Researchers and officials gathered in Iceland to hold a funeral for the fist of what will likely be many farewells. They got together to hold its first funeral at the site of their first glacier lost to climate change and these photos tell the story.
These satellite images show the shrinking from 1986 to today.

Over 100 people hiked the site of the once-iconic Okjökull glacier, including Iceland’s Prime Minister and other leaders.

The hiked it to memorialize the frozen body that once spanned 15 square miles before melting into a lake.

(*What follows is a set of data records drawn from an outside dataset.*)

PR #669, opened 2023-02-03
Batch suggest in Omikuji backend

osma:
This PR clarifies that backends only have to implement either one of `_suggest` and `_suggest_batch`, then implements batched suggest in the Omikuji backend. In practice, only the text vectorization is performed on the whole batch at once; the Omikuji implementation only supports a [predict method](https://github.com/tomtung/omikuji/blob/master/python-wrapper/omikuji/__init__.py#L106) for a single document at a time so it has to be done within a `for` loop.

There seems to be a small performance benefit. I tested this using `annif eval` the Finto AI yso-parabel-fi project/model, with the kirjaesittelyt2021/fin/test corpus. The evaluation results were unchanged, only the amount of time spent was slightly different. Memory usage remained pretty much the same.

# With 1 job

|                 | user time | wall time | max rss |
| --------------- | --------- | --------- | ------- |
| before (master) | 86.69     | 1:29.94   | 6322624 |
| after (PR)      | 78.66     | 1:22.79   | 6336584 |

# With 4 jobs

|                 | user time | wall time | max rss |
| --------------- | --------- | --------- | ------- |
| before (master) | 121.33    | 1:22.33   | 6293804 |
| after (PR)      | 96.55     | 1:18.78   | 6293640 |

### DIFF
--- a/CONTRIBUTING.md
+++ b/CONTRIBUTING.md
@@ -157,7 +157,12 @@ A backend can define these key fields and methods:
 * `name`: field for a name for the backend (a single word, all lowercase)
 * `initialize` (optional): method setting up the necessary internal data structures
 * `_train` (optional): method for training the model on a given document corpus
-* `_suggest`: method for feeding a single document (text) and getting suggested subjects
+* `_suggest`: method for feeding a single document (text) and getting suggested subjects for it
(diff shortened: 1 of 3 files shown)


juhoinkinen (approved):
LGTM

They also hiked it to install a message to the future:

“Ok is the first Icelandic glacier to lose its status as a glacier,” the plaque presented Sunday reads in English and Icelandic. “In the next 200 years, all our glaciers are expected to follow the same path. This monument is to acknowledge that we know what is happening and know what needs to be done. Only you know if we did it.”

“The symbolic death of a glacier is a warning to us, and we need action,” former Irish president Mary Robinson said Sunday, according to the Associated Press.

“We see the consequences of the climate crisis,” Icelandic Prime Minister Katrín Jakobsdóttir said. “We have no time to lose.”

This was Iceland’s first glacier to disappear. But Sigurdsson said all of the nation’s ice masses will be gone in 200 years.

“Large and small nations, businesses and governments, individuals and communities, we must all play our part,” Iceland’s prime minister, Katrín Jakobsdóttir, said in an op-ed published in the New York Times. “We know what is happening and what needs to be done. Help us keep the ice in Iceland.”